### WORK ITEM
Your result will be the set of lines with "more", copied from the material below.

### SOURCE DATA
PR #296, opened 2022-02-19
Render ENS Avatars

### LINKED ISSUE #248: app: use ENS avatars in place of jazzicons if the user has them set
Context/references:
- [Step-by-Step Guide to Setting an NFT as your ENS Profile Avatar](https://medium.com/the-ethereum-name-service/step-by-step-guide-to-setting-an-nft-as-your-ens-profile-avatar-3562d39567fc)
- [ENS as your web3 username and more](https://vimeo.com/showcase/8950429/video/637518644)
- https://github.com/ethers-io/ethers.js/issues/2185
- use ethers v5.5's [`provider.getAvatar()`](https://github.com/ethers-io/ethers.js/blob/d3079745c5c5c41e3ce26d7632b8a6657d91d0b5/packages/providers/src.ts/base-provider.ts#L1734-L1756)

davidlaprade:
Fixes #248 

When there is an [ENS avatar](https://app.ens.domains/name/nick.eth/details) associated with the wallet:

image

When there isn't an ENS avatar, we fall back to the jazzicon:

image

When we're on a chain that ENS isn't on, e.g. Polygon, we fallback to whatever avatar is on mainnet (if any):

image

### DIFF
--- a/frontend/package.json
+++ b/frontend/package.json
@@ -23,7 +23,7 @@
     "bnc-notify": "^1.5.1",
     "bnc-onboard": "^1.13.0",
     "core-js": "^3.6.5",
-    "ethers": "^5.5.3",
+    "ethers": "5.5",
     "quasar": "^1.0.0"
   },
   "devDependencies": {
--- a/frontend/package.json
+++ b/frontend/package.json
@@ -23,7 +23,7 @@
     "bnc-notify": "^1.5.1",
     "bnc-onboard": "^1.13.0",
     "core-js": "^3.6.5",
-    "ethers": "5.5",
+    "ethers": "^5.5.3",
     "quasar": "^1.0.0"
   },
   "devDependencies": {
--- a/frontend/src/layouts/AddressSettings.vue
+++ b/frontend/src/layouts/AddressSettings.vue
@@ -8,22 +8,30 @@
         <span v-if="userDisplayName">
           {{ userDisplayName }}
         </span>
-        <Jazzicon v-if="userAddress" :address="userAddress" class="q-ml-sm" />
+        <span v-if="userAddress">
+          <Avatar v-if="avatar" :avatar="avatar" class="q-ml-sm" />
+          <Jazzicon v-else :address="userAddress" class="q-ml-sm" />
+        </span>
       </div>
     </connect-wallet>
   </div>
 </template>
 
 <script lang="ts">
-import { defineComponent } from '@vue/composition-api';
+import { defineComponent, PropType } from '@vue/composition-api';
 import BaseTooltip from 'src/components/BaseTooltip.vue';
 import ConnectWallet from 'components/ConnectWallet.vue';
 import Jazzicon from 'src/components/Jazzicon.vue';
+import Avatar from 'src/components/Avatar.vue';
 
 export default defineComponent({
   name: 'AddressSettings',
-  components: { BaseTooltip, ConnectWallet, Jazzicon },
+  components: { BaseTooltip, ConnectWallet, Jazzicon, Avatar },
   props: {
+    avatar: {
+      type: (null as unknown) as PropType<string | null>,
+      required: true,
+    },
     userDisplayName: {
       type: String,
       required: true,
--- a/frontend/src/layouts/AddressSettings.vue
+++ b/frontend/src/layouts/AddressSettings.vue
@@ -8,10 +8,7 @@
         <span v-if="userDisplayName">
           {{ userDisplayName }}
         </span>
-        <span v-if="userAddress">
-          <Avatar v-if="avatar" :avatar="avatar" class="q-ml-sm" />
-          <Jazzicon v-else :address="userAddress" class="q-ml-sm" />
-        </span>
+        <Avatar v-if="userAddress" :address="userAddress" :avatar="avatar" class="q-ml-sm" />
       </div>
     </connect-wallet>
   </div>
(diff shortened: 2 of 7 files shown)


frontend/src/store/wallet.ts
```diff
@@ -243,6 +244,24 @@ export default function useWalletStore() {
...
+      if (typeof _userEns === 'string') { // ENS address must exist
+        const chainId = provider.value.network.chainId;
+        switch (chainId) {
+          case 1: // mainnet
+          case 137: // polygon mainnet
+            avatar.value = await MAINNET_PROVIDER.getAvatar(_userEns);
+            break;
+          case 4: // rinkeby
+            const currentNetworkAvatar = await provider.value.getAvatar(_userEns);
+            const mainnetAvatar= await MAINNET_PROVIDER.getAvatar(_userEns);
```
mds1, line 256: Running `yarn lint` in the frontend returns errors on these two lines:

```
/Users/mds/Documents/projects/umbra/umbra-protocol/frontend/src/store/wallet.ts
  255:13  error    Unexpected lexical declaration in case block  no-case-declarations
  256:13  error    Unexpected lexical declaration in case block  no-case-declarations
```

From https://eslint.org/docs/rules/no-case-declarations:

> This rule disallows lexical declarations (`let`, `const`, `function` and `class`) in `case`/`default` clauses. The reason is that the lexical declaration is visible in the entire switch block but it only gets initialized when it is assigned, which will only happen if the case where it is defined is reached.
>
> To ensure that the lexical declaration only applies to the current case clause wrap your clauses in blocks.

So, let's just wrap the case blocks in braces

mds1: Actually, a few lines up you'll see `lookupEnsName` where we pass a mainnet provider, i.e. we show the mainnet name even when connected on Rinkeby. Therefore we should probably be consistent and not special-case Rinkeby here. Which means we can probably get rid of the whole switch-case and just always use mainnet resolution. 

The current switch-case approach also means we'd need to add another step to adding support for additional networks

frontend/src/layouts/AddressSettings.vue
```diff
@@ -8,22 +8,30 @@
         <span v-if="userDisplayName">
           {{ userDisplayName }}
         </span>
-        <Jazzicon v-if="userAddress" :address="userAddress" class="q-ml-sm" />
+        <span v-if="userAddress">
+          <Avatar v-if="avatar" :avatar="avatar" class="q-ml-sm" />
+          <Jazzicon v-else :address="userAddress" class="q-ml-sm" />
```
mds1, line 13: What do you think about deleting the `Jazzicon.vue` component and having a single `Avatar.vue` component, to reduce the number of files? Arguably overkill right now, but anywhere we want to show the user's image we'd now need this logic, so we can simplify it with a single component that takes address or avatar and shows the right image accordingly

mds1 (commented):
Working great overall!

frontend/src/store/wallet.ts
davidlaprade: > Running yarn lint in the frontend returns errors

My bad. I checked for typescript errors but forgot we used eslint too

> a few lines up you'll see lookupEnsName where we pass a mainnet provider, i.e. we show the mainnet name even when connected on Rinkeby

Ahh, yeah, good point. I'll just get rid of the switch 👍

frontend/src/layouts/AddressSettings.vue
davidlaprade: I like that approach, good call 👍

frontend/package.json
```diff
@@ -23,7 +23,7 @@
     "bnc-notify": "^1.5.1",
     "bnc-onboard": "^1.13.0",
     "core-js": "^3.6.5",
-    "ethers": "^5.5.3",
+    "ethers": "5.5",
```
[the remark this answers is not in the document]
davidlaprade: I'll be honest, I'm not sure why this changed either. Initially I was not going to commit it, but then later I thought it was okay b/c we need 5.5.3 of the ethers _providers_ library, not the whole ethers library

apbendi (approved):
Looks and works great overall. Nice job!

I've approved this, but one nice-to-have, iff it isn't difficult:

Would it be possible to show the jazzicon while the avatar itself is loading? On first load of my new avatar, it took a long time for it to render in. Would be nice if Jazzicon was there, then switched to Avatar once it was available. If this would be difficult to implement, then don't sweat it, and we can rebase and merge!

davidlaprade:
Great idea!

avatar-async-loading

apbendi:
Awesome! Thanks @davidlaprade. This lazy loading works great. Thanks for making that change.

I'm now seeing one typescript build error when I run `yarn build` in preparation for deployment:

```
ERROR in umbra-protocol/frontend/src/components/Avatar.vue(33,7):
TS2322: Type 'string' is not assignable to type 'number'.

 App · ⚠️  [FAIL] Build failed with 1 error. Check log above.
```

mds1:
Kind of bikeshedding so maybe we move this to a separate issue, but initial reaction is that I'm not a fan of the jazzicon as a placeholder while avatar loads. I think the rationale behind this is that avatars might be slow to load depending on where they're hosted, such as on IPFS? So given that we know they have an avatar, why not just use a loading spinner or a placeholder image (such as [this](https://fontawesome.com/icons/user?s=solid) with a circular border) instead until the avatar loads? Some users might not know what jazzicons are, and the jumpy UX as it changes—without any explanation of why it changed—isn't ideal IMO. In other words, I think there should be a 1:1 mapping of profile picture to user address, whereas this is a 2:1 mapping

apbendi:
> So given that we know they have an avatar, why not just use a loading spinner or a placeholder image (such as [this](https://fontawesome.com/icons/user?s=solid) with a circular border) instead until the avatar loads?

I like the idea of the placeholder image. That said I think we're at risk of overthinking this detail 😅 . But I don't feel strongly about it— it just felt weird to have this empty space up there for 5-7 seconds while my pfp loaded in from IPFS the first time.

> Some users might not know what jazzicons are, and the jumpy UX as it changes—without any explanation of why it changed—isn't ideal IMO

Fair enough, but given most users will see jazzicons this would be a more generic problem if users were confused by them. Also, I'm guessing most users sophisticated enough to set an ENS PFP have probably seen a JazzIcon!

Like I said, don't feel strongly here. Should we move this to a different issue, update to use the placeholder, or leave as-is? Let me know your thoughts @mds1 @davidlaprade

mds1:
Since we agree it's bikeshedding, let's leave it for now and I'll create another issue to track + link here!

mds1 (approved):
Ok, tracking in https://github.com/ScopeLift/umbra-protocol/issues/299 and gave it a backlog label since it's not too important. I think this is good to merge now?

### FINAL ANSWER
- [ENS as your web3 username and more](https://vimeo.com/showcase/8950429/video/637518644)
Fair enough, but given most users will see jazzicons this would be a more generic problem if users were confused by them. Also, I'm guessing most users sophisticated enough to set an ENS PFP have probably seen a JazzIcon!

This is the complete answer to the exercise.